**Action item:**
Repeat the listing in full, exactly as it stands.

**Records provided:**
PR #5475, opened 2021-01-26
Use Fedora 33 for temp commit

wladich:
This is to keep temp commit template in line with "nightly_latest.yaml"


wladich:
Gating tests are still running on F32, hence temp_commit should do the same

PR #5486, opened 2021-01-27
[ipatests][Azure Pipelines] Populate containers with self-AAAA records

stanislavlevin:
- IPA server's AAAA records at embedded DNS mode depend on result of `get_server_ip_address` function(`ipaserver.install.installutils`), which in turn, relies on NSS. In case of Azure Pipelines, there are neither IPv6 records in '/etc/hosts' nor external DNS, which may provide such. This leads to the missing AAAA records for master and missing AAAA records for `ipa-ca` pointing to master in embedded DNS. In particular, tests `test_ipa_healthcheck_no_errors`, `test_ipa_dns_systemrecords_check` fail with:
```
    [
      {
        "source": "ipahealthcheck.ipa.idns",
        "check": "IPADNSSystemRecordsCheck",
        "result": "WARNING",
        "uuid": "b979a88a-6373-4990-bc83-ce724e9730b4",
        "when": "20210120055054Z",
        "duration": "0.032740",
        "kw": {
          "msg": "Got {count} ipa-ca AAAA records, expected {expected}",
          "count": 1,
          "expected": 2
        }
      }
    ]
```
where `ipa-ca` record exists only for replica.
    
Note: since the most of the code in setup_containers was touched it has been reformatted.

- Handle AAAA records in test_ipa_dns_systemrecords_check

Fixes: https://pagure.io/freeipa/issue/8683

### DIFF
--- a/freeipa.spec.in
+++ b/freeipa.spec.in
@@ -861,6 +861,8 @@ Requires: python3-pexpect
 # These packages do not exist on RHEL and for ipatests use
 # they are installed on the controller through other means
 Requires: ldns-utils
+# update-crypto-policies
+Requires: crypto-policies-scripts
 Requires: python3-polib
 Requires: python3-pytest >= 3.9.1
 Requires: python3-pytest-multihost >= 0.5
--- a/ipatests/azure/scripts/setup_containers.py
+++ b/ipatests/azure/scripts/setup_containers.py
@@ -5,20 +5,21 @@ import subprocess
 import docker
 from jinja2 import Template
 
-logging.basicConfig(level=logging.INFO, format='%(levelname)s: %(message)s')
+logging.basicConfig(level=logging.INFO, format="%(levelname)s: %(message)s")
 
-IPA_TESTS_ENV_WORKING_DIR = os.environ.get('IPA_TESTS_ENV_WORKING_DIR')
-IPA_TESTS_ENV_NAME = os.environ.get('IPA_TESTS_ENV_NAME')
-IPA_TESTS_ENV_ID = os.environ.get('IPA_TESTS_ENV_ID', '1')
-IPA_TESTS_CLIENTS = int(os.environ.get('IPA_TESTS_CLIENTS', 0))
-IPA_TESTS_REPLICAS = int(os.environ.get('IPA_TESTS_REPLICAS', 0))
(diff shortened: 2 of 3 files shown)


rcritten:
No specific comments on the core changes but there is a significant number of single to double quote changes that seem to be formatting-only.

stanislavlevin:
I've especially noted that in PR message and the commit's one:

> Note: since the most of the code in setup_containers was touched it has been reformatted.

abbra:
Yep, in that case it makes sense to do some uniformity. Thanks!

stanislavlevin:
@rcritten, if you strongly object to this I can revert extra changes, even though it was convenient for me to use `black` here.

rcritten:
I've never understood the significance of single vs double quotes nor why changing it en-mass is important. I don't really care about it other than polluting git history.

stanislavlevin:
I'm for enforcing code style one or another. In this case, that was easier for me to do 'hack hack black'.
I like the minimal possible diffs too, but I've already changed this file totally. There can't be a small size diff.
This simplifies my future work here - no need to choose hunks of a patch to commit among style changes.

abbra:
I think we can merge this. LGTM.

stanislavlevin:
@abbra, thank you!
- rebased to upstream
- removed temp commit

abbra:
master:

* 3e33e546c3e4fa21e5232a0490093b17ad82515e Azure: Populate containers with self-AAAA records
* 596bb320bef19d2fd2270b9eb797a24a9f107b09 ipatests: Handle AAAA records in test_ipa_dns_systemrecords_check
* 778ef959162a98886495c5b28bb0b7942ea2e946 rpm-spec: Require crypto-policies-scripts

abbra:
Needs a manual backport to `ipa-4-8`, @stanislavlevin could you please handle that?

```
Applying to ipa-4-8: Azure: Populate containers with self-AAAA records
Failure to apply patches: error: Failed to merge in the changes.
hint: Use 'git am --show-current-patch=diff' to see the failed patch

Cleaning up

```

stanislavlevin:
@abbra, yes, sure.

stanislavlevin:
https://github.com/freeipa/freeipa/pull/5555, nice PR number :)

PR #5489, opened 2021-01-27
Better support for unreadable NSS database

rcritten:
Ignore database errors when trying to extract ipaCert on upgrade

If NSSDatabase() throws a ValueError it means we can't open it
to look for an existing ipaCert to migrate. Chances are there is
no certificate to migrate at this point in Fedora so don't let
it blow up the entire installation/upgrade. Warn the user and let
them figure it out.

We have no real path forward on this and by proceeding it could
lead to more errors (like no RA) but it is extremely unlikely and
would require a user to upgrade from very old Fedora to very
new Fedora in one step.

https://pagure.io/freeipa/issue/8675

I added no specific test for this because it a corner case. This code is just to mitigate the problem and make it more understandable.

### DIFF
--- a/ipapython/certdb.py
+++ b/ipapython/certdb.py
@@ -265,7 +265,8 @@ class NSSDatabase:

**Task response:**
PR #5475, opened 2021-01-26
Use Fedora 33 for temp commit

wladich:
This is to keep temp commit template in line with "nightly_latest.yaml"


wladich:
Gating tests are still running on F32, hence temp_commit should do the same

PR #5486, opened 2021-01-27
[ipatests][Azure Pipelines] Populate containers with self-AAAA records

stanislavlevin:
- IPA server's AAAA records at embedded DNS mode depend on result of `get_server_ip_address` function(`ipaserver.install.installutils`), which in turn, relies on NSS. In case of Azure Pipelines, there are neither IPv6 records in '/etc/hosts' nor external DNS, which may provide such. This leads to the missing AAAA records for master and missing AAAA records for `ipa-ca` pointing to master in embedded DNS. In particular, tests `test_ipa_healthcheck_no_errors`, `test_ipa_dns_systemrecords_check` fail with:
```
    [
      {
        "source": "ipahealthcheck.ipa.idns",
        "check": "IPADNSSystemRecordsCheck",
        "result": "WARNING",
        "uuid": "b979a88a-6373-4990-bc83-ce724e9730b4",
        "when": "20210120055054Z",
        "duration": "0.032740",
        "kw": {
          "msg": "Got {count} ipa-ca AAAA records, expected {expected}",
          "count": 1,
          "expected": 2
        }
      }
    ]
```
where `ipa-ca` record exists only for replica.
    
Note: since the most of the code in setup_containers was touched it has been reformatted.

- Handle AAAA records in test_ipa_dns_systemrecords_check

Fixes: https://pagure.io/freeipa/issue/8683

### DIFF
--- a/freeipa.spec.in
+++ b/freeipa.spec.in
@@ -861,6 +861,8 @@ Requires: python3-pexpect
 # These packages do not exist on RHEL and for ipatests use
 # they are installed on the controller through other means
 Requires: ldns-utils
+# update-crypto-policies
+Requires: crypto-policies-scripts
 Requires: python3-polib
 Requires: python3-pytest >= 3.9.1
 Requires: python3-pytest-multihost >= 0.5
--- a/ipatests/azure/scripts/setup_containers.py
+++ b/ipatests/azure/scripts/setup_containers.py
@@ -5,20 +5,21 @@ import subprocess
 import docker
 from jinja2 import Template
 
-logging.basicConfig(level=logging.INFO, format='%(levelname)s: %(message)s')
+logging.basicConfig(level=logging.INFO, format="%(levelname)s: %(message)s")
 
-IPA_TESTS_ENV_WORKING_DIR = os.environ.get('IPA_TESTS_ENV_WORKING_DIR')
-IPA_TESTS_ENV_NAME = os.environ.get('IPA_TESTS_ENV_NAME')
-IPA_TESTS_ENV_ID = os.environ.get('IPA_TESTS_ENV_ID', '1')
-IPA_TESTS_CLIENTS = int(os.environ.get('IPA_TESTS_CLIENTS', 0))
-IPA_TESTS_REPLICAS = int(os.environ.get('IPA_TESTS_REPLICAS', 0))
(diff shortened: 2 of 3 files shown)


rcritten:
No specific comments on the core changes but there is a significant number of single to double quote changes that seem to be formatting-only.

stanislavlevin:
I've especially noted that in PR message and the commit's one:

> Note: since the most of the code in setup_containers was touched it has been reformatted.

abbra:
Yep, in that case it makes sense to do some uniformity. Thanks!

stanislavlevin:
@rcritten, if you strongly object to this I can revert extra changes, even though it was convenient for me to use `black` here.

rcritten:
I've never understood the significance of single vs double quotes nor why changing it en-mass is important. I don't really care about it other than polluting git history.

stanislavlevin:
I'm for enforcing code style one or another. In this case, that was easier for me to do 'hack hack black'.
I like the minimal possible diffs too, but I've already changed this file totally. There can't be a small size diff.
This simplifies my future work here - no need to choose hunks of a patch to commit among style changes.

abbra:
I think we can merge this. LGTM.

stanislavlevin:
@abbra, thank you!
- rebased to upstream
- removed temp commit

abbra:
master:

* 3e33e546c3e4fa21e5232a0490093b17ad82515e Azure: Populate containers with self-AAAA records
* 596bb320bef19d2fd2270b9eb797a24a9f107b09 ipatests: Handle AAAA records in test_ipa_dns_systemrecords_check
* 778ef959162a98886495c5b28bb0b7942ea2e946 rpm-spec: Require crypto-policies-scripts

abbra:
Needs a manual backport to `ipa-4-8`, @stanislavlevin could you please handle that?

```
Applying to ipa-4-8: Azure: Populate containers with self-AAAA records
Failure to apply patches: error: Failed to merge in the changes.
hint: Use 'git am --show-current-patch=diff' to see the failed patch

Cleaning up

```

stanislavlevin:
@abbra, yes, sure.

stanislavlevin:
https://github.com/freeipa/freeipa/pull/5555, nice PR number :)

PR #5489, opened 2021-01-27
Better support for unreadable NSS database

rcritten:
Ignore database errors when trying to extract ipaCert on upgrade

If NSSDatabase() throws a ValueError it means we can't open it
to look for an existing ipaCert to migrate. Chances are there is
no certificate to migrate at this point in Fedora so don't let
it blow up the entire installation/upgrade. Warn the user and let
them figure it out.

We have no real path forward on this and by proceeding it could
lead to more errors (like no RA) but it is extremely unlikely and
would require a user to upgrade from very old Fedora to very
new Fedora in one step.

https://pagure.io/freeipa/issue/8675

I added no specific test for this because it a corner case. This code is just to mitigate the problem and make it more understandable.

### DIFF
--- a/ipapython/certdb.py
+++ b/ipapython/certdb.py
@@ -265,7 +265,8 @@ class NSSDatabase:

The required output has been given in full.